Una volta esauriti gli interventi dei pm, parola alle parti civili e ai difensori degli imputati. Sentenza attesa tra fine aprile e i primi giorni di maggio.

Sotto i rilfettori il gigantesco caso giudiziario, che ha portato in aula l'inquinamento di Taranto prodotto dall'oramai ex Ilva, la grande fabbrica dell'acciaio, accomodata sin dagli anni sessanta a pochi metri dal centro abitato della città.

Video


Sott'accusa la gestione privata del siderurgico con al timone la famiglia Riva, subentrata a metà degli anni 90 alla gestione pubblica delle partecipazioni statali. Questa mattina il pm Mariano Buccoliero ha aperto la lunga ricostruzione delle contestazioni, spalmate in più di trenta capi di imputazione. Al suo fianco, dinanzi ai giudici della Corte d'Assise, presieduta dal giudice Stefania D'Errico, a latere il giudice Fulvia Misserini, hanno preso posto il procuratore aggiunto Maurizio Carbone, attuale numero uno della procura jonica, e i pm Remo Epifani, Giovanna Cannarile e Raffaele Graziano.

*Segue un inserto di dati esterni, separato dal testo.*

PR #493, opened 2021-02-09
Ipython notebook check

Findus23:
To avoid an issue like https://github.com/hannorein/rebound/issues/491 where I can't reproduce the output of an example notebook in the future, I quickly tried running all of them to check if the output is still similar to the stored one. (and all of them worked)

Nel mirino i vertici della gestione Riva. Dopo la morte del patron Emilio, a giudizio sono ancora i figli Nicola e Fabio. Ma anche lo stato maggiore, ufficiale e non, dell'industria di quegli anni in cui, seguendo la contestazione principale, a Taranto si sarebbe realizzato un disastro ambientale, con effetti drammatici sulla salute dei tarantini. Con lo scopo di prediligere il mero profitto e trascurare le cautele e le migliori tecnologie che avrebbero potuto lenire l'impatto sulla città del colosso dell'acciaio e di conseguenza abbattere le ripercussioni sulla salute dei tarantini. Un'accusa gravissima che pende sugli uomini forti del gruppo e sulle tre società.


Nella requisitoria, però, i pm tireranno le somme anche su quanto emerso, nei quattro anni di dibattimento, sulle posizioni dei politici chiamati in causa a vario titolo. In linea verticale, quindi, saranno esaminate le accuse nei confronti dell'ex governatore della Puglia Nichi Vendola, dell'ex presidente della Provincia Giovanni Florido (oggi presente in aula), e dell'ex sindaco Ippazio Stefàno. Tutti e tre, va detto, da sempre e anche nel procedimento, hanno escluso con fermezza di aver prestato il fianco alle manovre degli uomini della grande fabbrica. Tra i tanti episodi che saranno snocciolati dai pm nelle sei udienze della requisitoria, anche due gravi incidenti sul lavoro che provocarono la morte di due operai, ma anche il comportamento dei vertici dello stabilimento successivo al sequestro dei grandi impianti dell'area a caldo, per i quali venne consentita la facoltà d'uso solo per gli interventi finalizzati al loro risanamento e all'abbattimento delle emissioni inquinanti e nocive per i tarantini.
Un quadro pesantissimo che, solo al termine degli interventi dei pubblici ministeri, verrà rapportato alle singole posizioni con le conseguenti richieste di condanna, attese per la prossima settimana.